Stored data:

------------------------------------

PR #1785, opened 2018-08-13
pkg/*/statefulset.go: Do not mutate shared object

mxinden:
Users have reported high CPU usage of the Prometheus Operator when
adding an annotation to a Prometheus object. The Operator would update
the respective StatefulSet in an infinite loop.

Whether a given StatefulSet needs updating is determined by the hash of
the inputs needed to generate the StatefulSet, which is calculated and
then attached to the StatefulSet as an annotation. On subsequent
reconciliations this hash is compared to the hash of the new inputs.

The function to build the StatefulSet definition is passed the
Prometheus object. This is done by value, not by reference. This does
not enforce a deep copy but merely a shallow copy. In the build function
the new StatefulSet would inherit the annotation map of the Prometheus
object. Next the input hash would be added to this map, resulting in
both the Statefulset having the hash annotation, as intended, as well as
the Prometheus object (same map, shared as a reference).

On subsequent reconciliations the same Prometheus object is used to
calculate the input hash, this time accidentally containing the has
annotation from the previous run. Even though the actual inputs never
changed, this results in a new hash, thereby updating the StatefulSet,
...

The solution is to deep copy the Prometheus object before using it in
the StatefulSet build function, thereby never mutating the annotations
of the Prometheus object. Same measure is taken for the Alertmanager
StatefulSet build function.

### DIFF
--- a/test/e2e/prometheus_test.go
+++ b/test/e2e/prometheus_test.go
@@ -693,6 +693,12 @@ func TestPrometheusOnlyUpdatedOnRelevantChanges(t *testing.T) {
 	name := "test"
 	prometheus := framework.MakeBasicPrometheus(ns, name, name, 1)
 
+	// Adding an annotation to Prometheus lead to high CPU usage in the past
+	// updating the Prometheus StatefulSet in a loop (See
+	// https://github.com/coreos/prometheus-operator/issues/1659). Added here to
+	// prevent a regression.
+	prometheus.Annotations["test-annotation"] = "test-value"
+
 	ctx, cancel := context.WithCancel(context.Background())
 
 	type versionedResource interface {
--- a/pkg/alertmanager/statefulset.go
+++ b/pkg/alertmanager/statefulset.go
@@ -170,6 +170,10 @@ func makeStatefulSetService(p *monitoringv1.Alertmanager, config Config) *v1.Ser
 }
 
 func makeStatefulSetSpec(a *monitoringv1.Alertmanager, config Config) (*appsv1.StatefulSetSpec, error) {
+	// Before editing 'a' create deep copy, to prevent side effects. For more
+	// details see https://github.com/coreos/prometheus-operator/issues/1659
+	a = a.DeepCopy()
+
 	tag := a.Spec.Version
 	if a.Spec.Tag != "" {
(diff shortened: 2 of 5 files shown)


mxinden:
Related to https://github.com/coreos/prometheus-operator/issues/1659

mxinden:
I would create a patch release once this is merged. What do you think @brancz @squat @s-urbaniak?

brancz:
> I would create a patch release once this is merged. What do you think @brancz @squat @s-urbaniak?

Sounds good.

squat:
This commit breaks the following test: https://github.com/coreos/prometheus-operator/blob/master/pkg/prometheus/statefulset_test.go#L57

This is expected, because the test checks that labels and annotations are identical on the prometheus object and the statefulset, even though the statefulset gets new annotations: https://github.com/coreos/prometheus-operator/blob/33a84937182c3f2b159dd6a5e9501afc11826d87/pkg/prometheus/statefulset.go#L174.

We need to adjust the test to check that all prometheus object annotation are included in the statefulset annotations, not that they are equal.

test/e2e/prometheus_test.go
```diff
@@ -693,6 +693,15 @@ func TestPrometheusOnlyUpdatedOnRelevantChanges(t *testing.T) {
 	name := "test"
 	prometheus := framework.MakeBasicPrometheus(ns, name, name, 1)
 
+	// Adding an annotation to Prometheus lead to high CPU usage in the past
+	// updating the Prometheus StatefulSet in a loop (See
+	// https://github.com/coreos/prometheus-operator/issues/1659). Added here to
+	// prevent a regression.
+	if prometheus.Annotations == nil {
```
s-urbaniak: rather doing this here, I would advocate to do this in `framework.MakeBasicPrometheus(...)` so the caller does not need to worry about initialization.

s-urbaniak:
> I would create a patch release once this is merged. What do you think @brancz @squat @s-urbaniak?
sounds fine with me :heavy_check_mark:

squat:
lgtm on green!

mxinden:
Thanks for the feedback!

PR #1790, opened 2018-08-13
*: Cut v0.23.1 back to master

mxinden:
Let me know if you want a full merge instead of the cherry-pick.


mxinden:
@brancz @squat should I also update kube-prometheus?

------------------------------------

**Exercise**.
Each line that holds the word "function" should be extracted from the records.

**Answer to the problem**.
The function to build the StatefulSet definition is passed the
not enforce a deep copy but merely a shallow copy. In the build function
the StatefulSet build function, thereby never mutating the annotations
StatefulSet build function.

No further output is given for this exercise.